KDD Papers

Groups-Keeping Solution Path Algorithm for Sparse Regression with Automatic Feature Grouping

Bin Gu (University of Texas at Arlington);Guodong Liu (Univ. of Texas at Arlington);Heng Huang (University of Texas at Arlington)


Variable selection with identifying homogenous groups of features is crucial for high-dimensional data analysis. Octagonal shrinkage and clustering algorithm for regression (OSCAR) is an important sparse regression approach with automatic feature grouping by $\ell_{1}$ norm and pairwise $\ell_{\infty}$ norm. However, due to over-complex representation of the penalty (especially the pairwise $\ell_{\infty}$ norm), until now OSCAR has no solution path algorithm which is mostly useful for tuning the model.
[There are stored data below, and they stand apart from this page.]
PR #309, opened 2020-03-18
Use *-snapshot.svg logos for Commit Snapshots

annevk:
Closes https://github.com/whatwg/meta/issues/88.


annevk:
A variant of this worked locally, but haven't tested this yet. Reasonable approach or should we pass this information into Bikeshed somehow?

domenic:
It's not terrible, but I think it'd be better to do this similar to how we do RDs, which is https://github.com/tabatkins/bikeshed/blob/master/bikeshed/boilerplate/whatwg/computed-metadata-RD.include . It might be as simple as adding `computed-metadata-LS-COMMIT.include`.

(Side note: I think we could clean up a good amount of the snapshot infrastructure using similar computed metadata techniques that make it similar to RDs. https://github.com/whatwg/whatwg.org/blob/75b4d979029558e4172f51bac43eeecf35b13e04/resources.whatwg.org/build/deploy.sh#L106-L110 could probably be replaced with `-F md-status=LS-COMMIT -F md-Text-Macro="SHA $SHA"`.)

To address this challenge, in this paper, we propose a groups-keeping solution path algorithm of OSCAR (OscarGKPath). Given a set of homogenous groups of features and an accuracy $\varepsilon$, OscarGKPath can fit the solutions in an interval of regularization parameters while keeping the feature groups. The entire solution path can be obtained by combining multiple such intervals. Theoretically, we prove that all solutions in the solution path produced by OscarGKPath can strictly satisfy the given accuracy $\varepsilon$. The experimental results on a variety of datasets not only confirm the effectiveness of our OscarGKPath, but also show the superiority of our OscarGKPath for cross validation compared with the batch algorithm.